[Saved entries]
PR #420, opened 2016-02-03
Runtime attributes are interpreted as WDL expressions

scottfrazer:
See corresponding wdl4s changes: https://github.com/broadinstitute/wdl4s/pull/9

We can now do stuff like this

```
task test {
  String tag
  Int disk_gb
  Int memory_gb

  command { ps }
  runtime {
    docker: "ubuntu:" + tag
    defaultDisks: "Disk1 " + disk_gb + " SSD"
    memory: memory_gb + " GB"
  }
}

workflow w {
  call test
}
```


cjllanwarne:
The wheel has spoken: @geoffjentry @Horneth

src/main/scala/cromwell/engine/backend/runtimeattributes/CromwellRuntimeAttributes.scala
```diff
@@ -24,156 +27,159 @@ case class CromwellRuntimeAttributes(docker: Option[String],
 object CromwellRuntimeAttributes {
   private val log = LoggerFactory.getLogger("RuntimeAttributes")
 
-  def apply(wdlRuntimeAttributes: RuntimeAttributes, backendType: BackendType): CromwellRuntimeAttributes = {
-    val attributeMap = AttributeMap(wdlRuntimeAttributes.attrs)
+  def apply(wdlRuntimeAttributes: RuntimeAttributes, backendCall: BackendCall): Try[CromwellRuntimeAttributes] = {
```
geoffjentry: While one can define them to return anything one wants I think it's odd for an `apply` not to have the return type be the actual type

src/main/scala/cromwell/engine/backend/runtimeattributes/CromwellRuntimeAttributes.scala
```diff
@@ -24,156 +27,159 @@ case class CromwellRuntimeAttributes(docker: Option[String],
...
+    for {
+      keys <- validateKeys(wdlRuntimeAttributes, backendCall.backend.backendType)
+      attributes <- TryUtil.sequenceMap(wdlRuntimeAttributes.evaluate(backendCall.lookupFunction(backendCall.locallyQualifiedInputs), backendCall.engineFunctions))
+      validatedAttributes <- validateRuntimeAttributes(attributes)
+    } yield validatedAttributes
+  }
+
+  def validateKeys(wdlRuntimeAttributes: RuntimeAttributes, backendType: BackendType): Try[RuntimeAttributes] = {
```
geoffjentry: Why convert the ErrorOr to Try?

src/main/scala/cromwell/engine/backend/runtimeattributes/CromwellRuntimeAttributes.scala
```diff
@@ -24,156 +27,159 @@ case class CromwellRuntimeAttributes(docker: Option[String],
...
+      case scalaz.Success(x) => scala.util.Success(wdlRuntimeAttributes)
+      case scalaz.Failure(e) => scala.util.Failure(new IllegalArgumentException(e.list.mkString("\n")))
     }
   }
 
+  def unsupportedKeys(keys: Iterable[String], backendType: BackendType): Seq[String] = {
+    val supportedKeys = backendType.supportedKeys map { _.key }
+    val unsupportedKeys = keys.toSet -- supportedKeys
+
+    if (unsupportedKeys.isEmpty) Vector.empty
```
geoffjentry: Might as well use List. I was the only jackass pushing Vector and for what turned out to be incorrect reasons

src/main/scala/cromwell/engine/backend/runtimeattributes/CromwellRuntimeAttributes.scala
```diff
@@ -24,156 +27,159 @@ case class CromwellRuntimeAttributes(docker: Option[String],
...
+      "defaultDisks" -> WdlString(LocalizationDisk.toString),
+      "defaultZones" -> WdlString("us-central1-a"),
+      "continueOnReturnCode" -> WdlInteger(0),
+      "failOnStderr" -> WdlBoolean.False,
+      "preemptible" -> WdlBoolean.False,
+      "memory" -> WdlString("2GB")
+    )).get
+  }
+
+  private def validateRuntimeAttributes(attributes: Map[String, WdlValue]): Try[CromwellRuntimeAttributes] = {
```
geoffjentry: ErrorOr. This isn't a public facing function so debate on whether or not a library API should throw or Try doesn't apply here

src/main/scala/cromwell/engine/backend/runtimeattributes/CromwellRuntimeAttributes.scala
```diff
@@ -24,156 +27,159 @@ case class CromwellRuntimeAttributes(docker: Option[String],
...
+      new CromwellRuntimeAttributes(_, _, _, _, _, _, _, _)
+    } match {
+      case Success(x) => scala.util.Success(x)
+      case Failure(nel) => scala.util.Failure(new IllegalArgumentException(nel.list.mkString("\n")))
     }
   }
 
-  private def validateCpu(value: Option[String]): ValidationNel[String, Long] = {
-    value map validateLong getOrElse Defaults.Cpu.successNel
+  private def validateCpu(cpu: Option[WdlValue]): ValidationNel[String, Int] = {
```
geoffjentry: I recognize it's preexisting but could you change ValidationNel to ErrorOr (throughout the PR)

src/main/scala/cromwell/engine/backend/runtimeattributes/CromwellRuntimeAttributes.scala
```diff
@@ -24,156 +27,159 @@ case class CromwellRuntimeAttributes(docker: Option[String],
...
-    value map validateBoolean getOrElse Defaults.Preemptible.successNel
+  private def validatePreemptible(preemptible: Option[WdlValue]): ValidationNel[String, Boolean] = {
+    preemptible.map(validateBoolean).getOrElse(defaults.preemptible.successNel)
   }
 
-  private def validateFailOnStderr(value: Option[String]): ValidationNel[String, Boolean] = {
-    value map validateBoolean getOrElse Defaults.FailOnStderr.successNel
+  private def validateDocker(docker: Option[WdlValue]): ValidationNel[String, Option[String]] = {
+    docker match {
+      case Some(WdlString(s)) => Some(s).successNel
```
geoffjentry: Option(s)

src/main/scala/cromwell/engine/backend/runtimeattributes/CromwellRuntimeAttributes.scala
scottfrazer: How would you structure the `apply()` method if this returned an `ErrorOr`?  I could either:

* Change the return type of `RuntimeAttributes.evaluate` to return an `ErrorOr` (but then wdl4s returns scalaz objects from its public API).  This also conflicts with your other suggestion of throwing an exception from that method.
* Convert the return value of `RuntimeAttributes.evaluate` to an `ErrorOr` in `apply`

Any other suggestions?

src/main/scala/cromwell/engine/backend/runtimeattributes/CromwellRuntimeAttributes.scala
```diff
@@ -24,156 +27,159 @@ case class CromwellRuntimeAttributes(docker: Option[String],
...
+      case scalaz.Failure(e) => scala.util.Failure(new IllegalArgumentException(e.list.mkString("\n")))
     }
   }
 
+  def unsupportedKeys(keys: Iterable[String], backendType: BackendType): Seq[String] = {
+    val supportedKeys = backendType.supportedKeys map { _.key }
+    val unsupportedKeys = keys.toSet -- supportedKeys
+
+    if (unsupportedKeys.isEmpty) Vector.empty
+    else Vector(s"Found unsupported keys for backend '$backendType': " + unsupportedKeys.toSeq.sorted.mkString(", "))
```
Horneth: It seems weird to have a method with a `Seq[String]` return type which never returns a Seq with more than one element. Why not just return `unsupportedKeys.toSeq.sorted` in this case ?

src/main/scala/cromwell/engine/backend/runtimeattributes/CromwellRuntimeAttributes.scala
```diff
@@ -24,156 +27,159 @@ case class CromwellRuntimeAttributes(docker: Option[String],
...
+  val defaults: CromwellRuntimeAttributes = {
+    // .get below because we assume that the default values are valid
+    // There's a unit test in CromwellRuntimeAttributeSpec to test these defaults
+    validateRuntimeAttributes(Map(
+      "cpu" -> WdlInteger(1),
+      "defaultDisks" -> WdlString(LocalizationDisk.toString),
+      "defaultZones" -> WdlString("us-central1-a"),
+      "continueOnReturnCode" -> WdlInteger(0),
+      "failOnStderr" -> WdlBoolean.False,
+      "preemptible" -> WdlBoolean.False,
```
Horneth: preemptible is going to be an Int, but I don't think it impacts you I'll make the change when I'll rebase on top of this

src/main/scala/cromwell/engine/backend/runtimeattributes/CromwellRuntimeAttributes.scala
scottfrazer: Honestly I'm not sure, I just moved this code around, I didn't actually modify it.  I'll look into it.

src/main/scala/cromwell/engine/backend/runtimeattributes/CromwellRuntimeAttributes.scala
geoffjentry: I didn't really notice that these were public (but I still say public library API should throw). 

Appy should definitely be throwing, however

src/main/scala/cromwell/engine/backend/runtimeattributes/CromwellRuntimeAttributes.scala
```diff
@@ -24,156 +28,161 @@ case class CromwellRuntimeAttributes(docker: Option[String],
...
-        }
+      *  Warn if keys are found that are unsupported on this backend.  This is not necessarily an error, at this point
+      *  the keys are known to be supported on at least one backend other than this.
+      */
+    unsupportedKeys(wdlRuntimeAttributes.attrs.keys, backendType) foreach log.warn
+    val requiredKeysNel = validateRequiredKeys(wdlRuntimeAttributes.attrs, backendType)
+    val unknownKeysNel = validateUnknownKeys(wdlRuntimeAttributes.attrs, backendType)
+    (requiredKeysNel |@| unknownKeysNel) { (_, _) } match {
+      case scalaz.Success(x) => scala.util.Success(wdlRuntimeAttributes)
+      case scalaz.Failure(e) => scala.util.Failure(new IllegalArgumentException(e.list.mkString("\n")))
```
Horneth: What about using `AggregatedException` or `ThrowableWithErrors` to keep the list as a String ? It will play better with the API too.
```scala
throw new IllegalArgumentException() with ThrowableWithErrors {
          val message = "RuntimeAttribute is not valid."
          val errors = e
        }
```

src/main/scala/cromwell/engine/backend/runtimeattributes/LocalDisk.scala
```diff
@@ -0,0 +1,51 @@
...
+  private def validateDiskType(diskTypeName: String): ValidationNel[String, DiskType] = {
+    DiskType.values().find(_.diskTypeName == diskTypeName) match {
+      case Some(diskType) => diskType.successNel[String]
+      case None =>
+        val diskTypeNames = DiskType.values.map(_.diskTypeName).mkString(", ")
+        s"Disk TYPE $diskTypeName should be one of $diskTypeNames".failureNel
+    }
+  }
+
+  private def validateLong(value: String): ValidationNel[String, Long] = {
```
Horneth: We don't have this validate method somewhere else already ? I think I've seen it before with a bunch of other ones for Boolean, Int etc... IMO this could even be something to put in lenthall.

cjllanwarne:
Please mention this in changelog.md

src/main/scala/cromwell/engine/backend/runtimeattributes/CromwellRuntimeAttributes.scala
scottfrazer: Yeah, good idea

src/main/scala/cromwell/engine/backend/runtimeattributes/LocalDisk.scala
geoffjentry: It probably exists in 3 places now :'(

At this point it might make sense to set up a ticket explicitly to go through all of our repos and identify lenthall stuff + make the change. Perhaps have a ticket like that which triggers every N releases

scottfrazer: I didn't add this one, I just moved it

scottfrazer: oh actually, maybe I'm wrong... I removed one validateLong and added one... hmm... I guess that speaks to your point that this should be extracted somewhere at some point :)

Horneth:
:+1:

src/test/scala/cromwell/util/SampleWdl.scala
```diff
@@ -2,11 +2,12 @@ package cromwell.util
 
 import java.io.{File, FileWriter}
 import java.nio.file.{Files, Path}
+import java.util.UUID
 
 import wdl4s._
 import wdl4s.types.{WdlArrayType, WdlStringType}
 import wdl4s.values._
-import cromwell.engine.WorkflowSourceFiles
+import cromwell.engine.{WorkflowId, WorkflowDescriptor, WorkflowSourceFiles}
```
cjllanwarne: That's weird... how was this working before if these weren't imported?

src/test/scala/cromwell/engine/backend/CromwellRuntimeAttributeSpec.scala
```diff
@@ -1,72 +1,68 @@
...
-      |  call wc {
-      |    input: in_file=ps.procs
-      |  }
-      |}
-      |
-    """.stripMargin.replace(DockerValuePlaceholder, WdlValueForDockerAttribute)
 
-  val WorkflowWithoutRuntime =
-    """
+  object WorkflowWithStaticRuntime extends SampleWdl {
```
cjllanwarne: This should be in SampleWdl

src/test/scala/cromwell/engine/backend/CromwellRuntimeAttributeSpec.scala
```diff
@@ -341,241 +351,245 @@ object CromwellRuntimeAttributeSpec {
...
+    val attributes = runtimeAttributes(WorkflowWithRuntimeAttributeExpressions, "test", jesBackend)
+    attributes.memoryGB shouldEqual 7
+    attributes.disks shouldEqual Vector(
+      new Disk().setName("Disk1").setSizeGb(9L).setType("PERSISTENT_SSD").setAutoDelete(true),
+      CromwellRuntimeAttributes.LocalizationDisk.toDisk
+    )
+    attributes.docker shouldEqual Some("ubuntu:latest")
   }
 
-  "Default RuntimeAttributes" should "NOT override WDL values" in {
```
cjllanwarne: I can't see where this test has gone to?

src/test/scala/cromwell/engine/backend/CromwellRuntimeAttributeSpec.scala
```diff
@@ -341,241 +351,245 @@ object CromwellRuntimeAttributeSpec {
...
+  it should "reject a task with an invalid 'disks' parameter (3)" in {
     val ex = intercept[IllegalArgumentException] {
-      NamespaceWithWorkflow.load(WorkflowWithMessedUpDiskType).toCromwellRuntimeAttributes(BackendType.JES)
+      runtimeAttributes(WorkflowWithMessedUpDiskType, "messed_up_disk", jesBackend)
     }
-
     ex.getMessage should include("Disk TYPE SDD should be one of LOCAL, SSD, HDD")
   }
 
-  "Default RuntimeAttributes" should "be accessible for all tasks" in {
```
cjllanwarne: Nor this one

src/test/scala/cromwell/InvalidRuntimeAttributesSpec.scala
```diff
@@ -20,16 +20,40 @@ class InvalidRuntimeAttributesSpec extends CromwellTestkitSpec with BeforeAndAft
...
+    "fail on Local Backend" in {
       runWdl(
         sampleWdl = SampleWdl.HelloWorld,
-        runtime =
-          """ runtime { wrongAttribute: "nop" }""".stripMargin,
-        eventFilter = EventFilter.info(pattern = "transitioning from Running to Succeeded", occurrences = 1),
-        terminalState = WorkflowSucceeded
+        runtime = """ runtime { wrongAttribute: "nop" }""".stripMargin,
+        eventFilter = EventFilter.error(pattern = "Unknown keys found in runtime configuration: wrongAttribute", occurrences = 1),
+        terminalState = WorkflowFailed
```
cjllanwarne: I fixed this in my changes but it's regressed here. An unexpected runtime attribute should NOT fail the workflow - it should cause a warning message but the workflow should proceed successfully

src/test/scala/cromwell/engine/backend/CromwellRuntimeAttributeSpec.scala
scottfrazer: Yeah, very real possibility that some of the tests got removed.  It was a messy rebase.  I'll add these back

scottfrazer: This test should be covered by the `it should "allow workflow options to override defaults"` test.  If I understand correctly, this is testing that specifying workflow options should overwrite default values, specifically `docker`

scottfrazer: Though I suppose your test is different because it asserts it for *all* tasks.  I can alter the test below to test for all tasks in a WDL file instead of just one.

src/test/scala/cromwell/engine/backend/CromwellRuntimeAttributeSpec.scala
scottfrazer: `SampleWdl` is ~1700 lines of code now and moving these over there will be 2000+ lines of code... I thought they might be better here since they'll likely never be used elsewhere.  Any opinions @Horneth or @geoffjentry?

geoffjentry: I don't have a strong opinion. I'll throw out a few bits of my general philosophy which could apply here though (tl;dr - do whatever you want):

- I don't really care that much about code cleanliness of Spec files
- A file like SampleWdl which is intended to be a bundle of WDLs commonly used in tests I'm totally OK with being large. That said, perhaps some sort of subsetting (e.g. a package of sample WDLs, perhaps with some easy object which collates them or something, who knows)
- If this isn't duplicated it doesn't bother me having one off WDLs in their own tests. To me SampleWdl is mostly useful for reused workflows
- Even if it is duplicated I go back to my first bullet point. As long as this isn't a case where one would want to ensure that changing WDL foo affected everything using that specific WDL it's fine.

src/main/scala/cromwell/engine/backend/runtimeattributes/CromwellRuntimeAttributes.scala
```diff
@@ -24,163 +29,187 @@ case class CromwellRuntimeAttributes(docker: Option[String],
...
 
-    val withDefaults = new AttributeMapTrait {
-      override def keys = attributesMap.keys ++ workflowOptions.getDefaultRuntimeOptionKeys
-      override def unsupportedKeys(bt: BackendType): Seq[String] = attributesMap.unsupportedKeys(bt)
-      override def getSeq(key: RuntimeKey): Option[Seq[String]] = attributesMap.getSeq(key)
-      override def get(key: RuntimeKey): Option[String] = attributesMap.get(key) match {
-        case Some(x) => Some(x)
-        case None => workflowOptions.getDefaultRuntimeOption(key.key).toOption
-      }
+    attributes.get
```
francares: Use getOrElse here.

scottfrazer: Originally I had this return a `Try[CromwellRuntimeAttributes]` but @geoffjentry thought it that apply methods should throw an exception.

what would the 'or else' be in this case?  the defaults?

src/main/scala/cromwell/engine/backend/runtimeattributes/CromwellRuntimeAttributes.scala
```diff
@@ -24,163 +29,187 @@ case class CromwellRuntimeAttributes(docker: Option[String],
...
-    val validatedRuntimeAttributes = (attributeMapNel |@| runtimeAttributeNel) { (_, r) => r }
-
-    validatedRuntimeAttributes match {
-      case Success(r) => r
-      case Failure(f) =>
-        throw new IllegalArgumentException() with ThrowableWithErrors {
-          val message = "RuntimeAttribute is not valid."
-          val errors = f
-        }
+    unsupportedKeys(wdlRuntimeAttributes.attrs.keys, backendType) foreach log.warn
```
francares: It might be better just to call the function and let the function to log.

src/main/scala/cromwell/engine/backend/runtimeattributes/CromwellRuntimeAttributes.scala
geoffjentry: yes, an apply should only be returning the actual type (which implies an exception on error)

src/main/scala/cromwell/engine/backend/runtimeattributes/CromwellRuntimeAttributes.scala
```diff
@@ -24,163 +29,187 @@ case class CromwellRuntimeAttributes(docker: Option[String],
 object CromwellRuntimeAttributes {
   private val log = LoggerFactory.getLogger("RuntimeAttributes")
 
-  def apply(wdlRuntimeAttributes: RuntimeAttributes, backendType: BackendType): CromwellRuntimeAttributes =
-    fromAttributeMap(AttributeMap(wdlRuntimeAttributes.attrs), backendType)
+  def apply(wdlRuntimeAttributes: RuntimeAttributes, backendCall: BackendCall, workflowOptions: Option[WorkflowOptions]): CromwellRuntimeAttributes = {
```
francares: This logic should be part of each backend since they will have their own runtime attributes...

src/main/scala/cromwell/engine/backend/runtimeattributes/CromwellRuntimeAttributes.scala
francares: It also goes for default runtime attributes.

src/main/scala/cromwell/engine/backend/runtimeattributes/CromwellRuntimeAttributes.scala
francares: It also goes for default runtime attributes.

src/main/scala/cromwell/engine/backend/runtimeattributes/CromwellRuntimeAttributes.scala
```diff
@@ -24,163 +29,187 @@ case class CromwellRuntimeAttributes(docker: Option[String],
...
-  }
-
-  private def validateRuntimeAttributes(attributeMap: AttributeMapTrait): ValidationNel[String, CromwellRuntimeAttributes] = {
-    val docker = attributeMap.get(DOCKER)
-    val zones = attributeMap.get(ZONES) map { _.split("\\s+").toVector } getOrElse Defaults.Zones
+  val LocalizationDisk = LocalDisk(LocalDiskName, DiskType.SSD, sizeGb=10)
+
+  private val keys = Set("cpu", "disks", "docker", "zones", "continueOnReturnCode", "failOnStderr", "preemptible", "memory")
+
+  private val defaultValues = Map(
```
francares: Shouldn't it be configurable?

src/main/scala/cromwell/engine/backend/runtimeattributes/CromwellRuntimeAttributes.scala
```diff
@@ -24,163 +29,187 @@ case class CromwellRuntimeAttributes(docker: Option[String],
...
+        k -> WdlString(workflowOptions.getDefaultRuntimeOption(k).get)
+      case k if defaultValues.contains(k) =>
+        k -> defaultValues.get(k).get
+    }).toMap
+  }
+
+  val defaults: CromwellRuntimeAttributes = {
+    // .get below because we assume that the default values are valid
+    // There's a unit test in CromwellRuntimeAttributeSpec to test these defaults
+    validateRuntimeAttributes(defaultValues).get
```
francares: getOrElse here.

src/main/scala/cromwell/engine/backend/runtimeattributes/CromwellRuntimeAttributes.scala
```diff
@@ -24,163 +29,187 @@ case class CromwellRuntimeAttributes(docker: Option[String],
...
     }
   }
 
-  private def validateDiskType(diskTypeName: String): ValidationNel[String, DiskType] = {
-    DiskType.values().find(_.diskTypeName == diskTypeName) match {
-      case Some(diskType) => diskType.successNel[String]
-      case None =>
-        val diskTypeNames = DiskType.values.map(_.diskTypeName).mkString(", ")
-        s"Disk TYPE $diskTypeName should be one of $diskTypeNames".failureNel
+  private def validateLocalDisks(value: Option[WdlValue]): ErrorOr[Seq[Disk]] = {
```
francares: Maybe you can create a recursive function here for validation...

src/main/scala/cromwell/engine/backend/runtimeattributes/CromwellRuntimeAttributes.scala
geoffjentry: I hate raw .gets as much as anyone who'd ever look at this code, but there's a comment 2 lines above as to why it's being called this way

src/main/scala/cromwell/engine/backend/runtimeattributes/CromwellRuntimeAttributes.scala
```diff
@@ -24,163 +29,187 @@ case class CromwellRuntimeAttributes(docker: Option[String],
...
-    val memory = validateMemory(attributeMap.get(MEMORY))
+    val memory = RuntimeAttributes.validateMemoryValue(attributeMap.getOrElse(MEMORY, WdlString(s"${defaults.memoryGB} GB"))) match {
+      case scala.util.Success(x) => x.to(MemoryUnit.GB).amount.successNel
+      case scala.util.Failure(x) => x.getMessage.failureNel
+    }
 
-    (failOnStderr |@| continueOnReturnCode |@| cpu |@| preemptible |@| disks |@| memory) {
-      CromwellRuntimeAttributes(docker, zones, _, _, _, _, _, _)
+    (docker |@| zones |@| failOnStderr |@| continueOnReturnCode |@| cpu |@| preemptible |@| disks |@| memory) {
+      new CromwellRuntimeAttributes(_, _, _, _, _, _, _, _)
```
francares: Shouldn't it be a Map? It contains 8 attributes and I think with current implementation it will tend to grow...
It would be easier if runtime attributes is a map and then keys from that map are verified and validated by each backend. Each backend also can contains or/and set default values.
The other thing you gain with this is that the Cromwell-engine is not modified so often.

geoffjentry: Considering this is all changing w/ the big PR I don't think we need to be handwringing a whole lot on specifics of how RAs are currently handled

src/test/scala/cromwell/engine/backend/CromwellRuntimeAttributeSpec.scala
francares: I think it would be better to have a package of sample WDLs based on common use and just a few classes. It will be better for reading, refactoring, etc...

src/main/scala/cromwell/engine/backend/runtimeattributes/CromwellRuntimeAttributes.scala
francares: I see now the seq of Try :).

src/main/scala/cromwell/engine/backend/runtimeattributes/CromwellRuntimeAttributes.scala
francares: OK but all agree on the new way of do it?

src/main/scala/cromwell/engine/backend/runtimeattributes/CromwellRuntimeAttributes.scala
scottfrazer: The reason why it was like this is that some tests calls `unsupportedKeys`, but maybe if I can figure out how to make assertions on log messages (outside of Akka), I can change it to your suggestion

src/main/scala/cromwell/engine/backend/runtimeattributes/CromwellRuntimeAttributes.scala
geoffjentry: It's going to need to be more generically handled by every backend which means that it'll have to be treated as a more general K/V pairing prior to entering backend space

src/test/scala/cromwell/engine/backend/CromwellRuntimeAttributeSpec.scala
cjllanwarne: hmm, that test sounds misleading - the ones in `workflow options` should BE the defaults. They are overridden by values in the WDL

src/main/scala/cromwell/engine/backend/runtimeattributes/CromwellRuntimeAttributes.scala
scottfrazer: @francares When I was modifying all the code in this file I was thinking the exact same thing.

francares: @geoffjentry @scottfrazer Perfect! I just wanted to be sure we all are in the same page :). Thanks.

francares: I like this feature. It will help a lot on cases about authorization and some scenarios where  backend's runtime configuration values need to be generated on the fly.

src/main/scala/cromwell/engine/backend/runtimeattributes/CromwellRuntimeAttributes.scala
scottfrazer: I definitely agree, though I'm not sure what the best path forward for that is.  I know @mcovarr and @gauravs90 are currently working on an actor to do this kind of backend-specific validation.  I didn't want to try to reinvent too much considering that's coming soon

src/main/scala/cromwell/engine/backend/runtimeattributes/CromwellRuntimeAttributes.scala
scottfrazer: Perhaps `defaultValues

francares: I meant get default values from config file.

scottfrazer: Sorry my previous comment got submitted too quickly...

src/test/scala/cromwell/engine/backend/CromwellRuntimeAttributeSpec.scala
scottfrazer: Alright, I'll move these to `SampleWdl` then

src/main/scala/cromwell/engine/backend/runtimeattributes/CromwellRuntimeAttributes.scala
geoffjentry: @scottfrazer Yeah, considering all of this is going to change radically I don't think that you should be needing to dance around those incoming changes. Coding to the current reality is fine here I think.

src/main/scala/cromwell/engine/backend/runtimeattributes/CromwellRuntimeAttributes.scala
scottfrazer: > Shouldn't it be configurable?

I'm guessing you mean "configurable via the application.conf file"?  I agree, but given the impending conflicts we'll face, perhaps we should wait?

src/main/scala/cromwell/engine/backend/runtimeattributes/CromwellRuntimeAttributes.scala
scottfrazer: Oh I see what you mean, I'll try it out

scottfrazer: Honestly I tried to do this, but my editor is completely unresponsive trying to modify this block of code because of all the `scalaz` stuff.  I've already spent 20 minutes on this trying to get it to work so I'm going to drop it unless everybody thinks it's really important...  my half-baked work in progress code is here: https://gist.github.com/scottfrazer/5f2bb0333eee002ce0a1.

src/test/scala/cromwell/engine/backend/CromwellRuntimeAttributeSpec.scala
scottfrazer: New tests now named

```
it should "allow workflow options to override defaults for all tasks in a WDL file"
it should "NOT allow workflow options to override values specified in a task runtime section"
```

geoffjentry:
Considering the context it's being merged into (i.e. what's there now, what will likely be changing and what will definitely be changing and thus not worth completely fixing) I think this is fine as-is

* [Problem statement] The required answer is a single number: the count of lines in the entries that hold the string "changes".

* [Answer to the problem] 3